What you are asked to do: Scan the entries below for the word "approved", then copy each line that holds it.

Source data:
★ ★ ★

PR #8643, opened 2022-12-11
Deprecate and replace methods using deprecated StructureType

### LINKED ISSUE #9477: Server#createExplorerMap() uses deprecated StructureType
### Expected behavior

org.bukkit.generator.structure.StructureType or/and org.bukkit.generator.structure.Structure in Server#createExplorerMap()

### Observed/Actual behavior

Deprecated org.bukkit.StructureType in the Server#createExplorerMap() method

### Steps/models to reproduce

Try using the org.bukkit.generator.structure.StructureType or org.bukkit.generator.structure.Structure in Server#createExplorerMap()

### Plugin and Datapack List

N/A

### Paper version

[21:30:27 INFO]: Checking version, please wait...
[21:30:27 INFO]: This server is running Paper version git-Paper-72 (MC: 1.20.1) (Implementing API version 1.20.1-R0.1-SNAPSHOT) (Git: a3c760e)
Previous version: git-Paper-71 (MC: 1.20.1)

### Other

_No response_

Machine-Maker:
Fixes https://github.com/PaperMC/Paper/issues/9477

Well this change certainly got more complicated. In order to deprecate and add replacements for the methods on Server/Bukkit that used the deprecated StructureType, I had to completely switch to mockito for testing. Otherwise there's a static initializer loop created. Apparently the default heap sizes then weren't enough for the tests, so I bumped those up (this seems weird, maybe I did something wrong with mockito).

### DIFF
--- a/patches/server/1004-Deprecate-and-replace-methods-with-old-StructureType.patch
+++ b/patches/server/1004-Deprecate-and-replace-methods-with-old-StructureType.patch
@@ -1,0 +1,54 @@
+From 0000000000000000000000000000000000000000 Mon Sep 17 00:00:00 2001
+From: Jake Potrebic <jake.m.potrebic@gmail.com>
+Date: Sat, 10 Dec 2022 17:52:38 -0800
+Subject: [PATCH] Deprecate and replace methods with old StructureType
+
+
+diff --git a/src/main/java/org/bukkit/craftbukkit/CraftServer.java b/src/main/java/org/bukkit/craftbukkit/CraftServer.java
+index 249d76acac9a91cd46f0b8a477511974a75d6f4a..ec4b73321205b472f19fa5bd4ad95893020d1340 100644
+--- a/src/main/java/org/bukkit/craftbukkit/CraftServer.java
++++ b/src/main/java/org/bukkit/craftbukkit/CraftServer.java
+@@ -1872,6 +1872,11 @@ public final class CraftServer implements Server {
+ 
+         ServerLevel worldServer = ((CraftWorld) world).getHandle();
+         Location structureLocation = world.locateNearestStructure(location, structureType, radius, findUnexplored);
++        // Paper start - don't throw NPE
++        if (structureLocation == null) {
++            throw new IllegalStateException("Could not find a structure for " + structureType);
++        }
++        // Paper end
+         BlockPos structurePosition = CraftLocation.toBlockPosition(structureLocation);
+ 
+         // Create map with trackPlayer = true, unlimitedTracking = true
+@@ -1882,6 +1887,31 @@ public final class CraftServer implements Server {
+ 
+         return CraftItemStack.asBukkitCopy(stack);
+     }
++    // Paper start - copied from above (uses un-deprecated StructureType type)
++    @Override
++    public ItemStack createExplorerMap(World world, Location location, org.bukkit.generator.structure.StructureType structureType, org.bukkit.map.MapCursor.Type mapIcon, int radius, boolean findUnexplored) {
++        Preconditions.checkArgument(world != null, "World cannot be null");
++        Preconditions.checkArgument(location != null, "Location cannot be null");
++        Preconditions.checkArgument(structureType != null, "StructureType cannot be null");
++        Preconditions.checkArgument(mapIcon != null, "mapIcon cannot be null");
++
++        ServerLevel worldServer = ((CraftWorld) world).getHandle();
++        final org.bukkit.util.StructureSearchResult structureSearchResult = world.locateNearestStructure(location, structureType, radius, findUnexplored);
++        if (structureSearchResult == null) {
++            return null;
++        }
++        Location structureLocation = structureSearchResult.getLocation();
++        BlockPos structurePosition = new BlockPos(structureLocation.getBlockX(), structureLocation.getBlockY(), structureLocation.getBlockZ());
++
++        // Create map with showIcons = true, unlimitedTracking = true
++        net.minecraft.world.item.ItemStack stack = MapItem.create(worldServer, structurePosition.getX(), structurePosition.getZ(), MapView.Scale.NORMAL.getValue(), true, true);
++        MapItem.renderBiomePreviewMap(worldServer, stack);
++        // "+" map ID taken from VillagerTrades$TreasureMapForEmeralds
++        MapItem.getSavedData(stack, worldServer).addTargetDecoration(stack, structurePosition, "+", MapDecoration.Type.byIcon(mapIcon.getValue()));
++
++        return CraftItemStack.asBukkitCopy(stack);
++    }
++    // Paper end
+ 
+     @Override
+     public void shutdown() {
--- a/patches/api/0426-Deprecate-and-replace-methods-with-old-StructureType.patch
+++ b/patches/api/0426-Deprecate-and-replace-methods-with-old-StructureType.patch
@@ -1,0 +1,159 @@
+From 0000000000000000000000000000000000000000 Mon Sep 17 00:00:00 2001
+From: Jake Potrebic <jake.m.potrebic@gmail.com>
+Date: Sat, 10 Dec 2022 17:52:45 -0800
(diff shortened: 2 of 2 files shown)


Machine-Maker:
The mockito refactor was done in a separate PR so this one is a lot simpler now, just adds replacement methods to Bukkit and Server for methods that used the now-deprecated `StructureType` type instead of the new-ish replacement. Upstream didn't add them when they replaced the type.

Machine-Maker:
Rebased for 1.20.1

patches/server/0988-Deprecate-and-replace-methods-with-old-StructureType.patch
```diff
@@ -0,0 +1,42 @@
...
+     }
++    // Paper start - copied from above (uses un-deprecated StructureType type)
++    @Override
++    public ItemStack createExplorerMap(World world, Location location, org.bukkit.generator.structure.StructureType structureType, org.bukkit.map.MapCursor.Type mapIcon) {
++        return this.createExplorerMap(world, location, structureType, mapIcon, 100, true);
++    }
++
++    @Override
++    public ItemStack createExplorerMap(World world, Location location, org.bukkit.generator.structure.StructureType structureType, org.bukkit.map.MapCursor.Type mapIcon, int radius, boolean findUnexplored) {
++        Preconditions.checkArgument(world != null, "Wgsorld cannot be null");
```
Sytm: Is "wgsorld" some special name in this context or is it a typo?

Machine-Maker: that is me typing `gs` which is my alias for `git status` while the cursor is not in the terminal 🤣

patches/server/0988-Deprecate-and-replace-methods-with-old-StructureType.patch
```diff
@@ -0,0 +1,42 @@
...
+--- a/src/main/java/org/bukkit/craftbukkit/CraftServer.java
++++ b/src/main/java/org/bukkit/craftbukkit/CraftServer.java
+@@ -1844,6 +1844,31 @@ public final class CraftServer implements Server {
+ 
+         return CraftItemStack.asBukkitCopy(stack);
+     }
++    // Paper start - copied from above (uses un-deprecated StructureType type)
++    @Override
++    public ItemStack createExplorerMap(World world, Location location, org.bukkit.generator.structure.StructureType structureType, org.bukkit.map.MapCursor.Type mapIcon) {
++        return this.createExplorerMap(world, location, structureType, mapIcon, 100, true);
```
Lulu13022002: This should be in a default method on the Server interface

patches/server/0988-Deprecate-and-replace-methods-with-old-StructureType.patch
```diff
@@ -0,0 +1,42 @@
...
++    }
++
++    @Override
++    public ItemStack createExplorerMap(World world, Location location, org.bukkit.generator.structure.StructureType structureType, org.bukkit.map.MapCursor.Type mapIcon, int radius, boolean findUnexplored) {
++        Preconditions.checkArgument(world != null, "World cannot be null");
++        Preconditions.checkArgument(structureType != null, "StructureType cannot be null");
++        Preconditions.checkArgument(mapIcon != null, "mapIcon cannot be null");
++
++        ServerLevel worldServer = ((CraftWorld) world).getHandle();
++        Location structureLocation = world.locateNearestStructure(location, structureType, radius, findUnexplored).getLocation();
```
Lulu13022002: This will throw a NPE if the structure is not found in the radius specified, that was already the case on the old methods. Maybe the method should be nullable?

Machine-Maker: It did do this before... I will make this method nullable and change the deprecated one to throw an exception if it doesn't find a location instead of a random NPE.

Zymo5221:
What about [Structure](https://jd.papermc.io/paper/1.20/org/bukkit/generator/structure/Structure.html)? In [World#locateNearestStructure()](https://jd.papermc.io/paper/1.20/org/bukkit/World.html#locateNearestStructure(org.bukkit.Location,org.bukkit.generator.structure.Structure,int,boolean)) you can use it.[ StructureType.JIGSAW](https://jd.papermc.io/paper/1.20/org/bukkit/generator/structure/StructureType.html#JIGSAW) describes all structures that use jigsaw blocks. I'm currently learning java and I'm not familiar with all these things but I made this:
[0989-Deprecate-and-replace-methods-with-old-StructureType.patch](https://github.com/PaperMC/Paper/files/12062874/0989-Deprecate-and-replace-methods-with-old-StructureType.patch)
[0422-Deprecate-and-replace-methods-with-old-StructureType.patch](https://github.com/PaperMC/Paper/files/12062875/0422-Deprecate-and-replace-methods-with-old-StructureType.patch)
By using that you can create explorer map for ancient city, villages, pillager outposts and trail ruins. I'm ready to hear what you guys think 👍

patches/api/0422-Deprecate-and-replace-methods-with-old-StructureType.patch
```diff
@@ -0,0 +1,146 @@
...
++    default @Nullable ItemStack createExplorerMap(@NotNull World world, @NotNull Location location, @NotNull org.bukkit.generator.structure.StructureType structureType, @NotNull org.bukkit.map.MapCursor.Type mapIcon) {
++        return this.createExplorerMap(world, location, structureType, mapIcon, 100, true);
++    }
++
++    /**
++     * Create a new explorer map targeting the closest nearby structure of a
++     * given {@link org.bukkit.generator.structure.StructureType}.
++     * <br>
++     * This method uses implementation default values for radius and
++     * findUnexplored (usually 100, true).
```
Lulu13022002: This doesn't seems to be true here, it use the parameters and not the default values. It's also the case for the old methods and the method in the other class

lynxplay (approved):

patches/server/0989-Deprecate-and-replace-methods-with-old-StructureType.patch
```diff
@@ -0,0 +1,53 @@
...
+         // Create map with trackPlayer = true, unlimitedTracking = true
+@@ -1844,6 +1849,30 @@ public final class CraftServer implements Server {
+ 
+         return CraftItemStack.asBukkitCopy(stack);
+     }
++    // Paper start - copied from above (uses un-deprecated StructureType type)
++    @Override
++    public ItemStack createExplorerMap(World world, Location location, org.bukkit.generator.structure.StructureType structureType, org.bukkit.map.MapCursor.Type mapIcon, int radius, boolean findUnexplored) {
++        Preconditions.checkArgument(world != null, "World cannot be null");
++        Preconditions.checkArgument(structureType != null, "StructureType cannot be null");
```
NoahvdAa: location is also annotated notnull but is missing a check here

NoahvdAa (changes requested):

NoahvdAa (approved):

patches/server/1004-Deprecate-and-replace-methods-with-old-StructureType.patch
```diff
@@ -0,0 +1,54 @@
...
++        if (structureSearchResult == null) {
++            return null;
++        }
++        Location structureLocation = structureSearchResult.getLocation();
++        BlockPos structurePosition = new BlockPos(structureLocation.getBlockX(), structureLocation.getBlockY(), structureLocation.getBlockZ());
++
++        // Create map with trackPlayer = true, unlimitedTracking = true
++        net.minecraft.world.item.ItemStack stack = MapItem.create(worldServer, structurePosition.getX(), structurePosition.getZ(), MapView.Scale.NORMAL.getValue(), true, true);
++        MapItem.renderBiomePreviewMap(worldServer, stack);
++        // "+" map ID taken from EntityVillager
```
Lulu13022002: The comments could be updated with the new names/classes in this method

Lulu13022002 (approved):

★ ★ ★

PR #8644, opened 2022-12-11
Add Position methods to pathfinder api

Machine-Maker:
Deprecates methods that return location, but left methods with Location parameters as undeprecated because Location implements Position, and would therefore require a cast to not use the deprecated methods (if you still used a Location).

★ ★ ★

Solution to the exercise:
lynxplay (approved):
NoahvdAa (approved):
Lulu13022002 (approved):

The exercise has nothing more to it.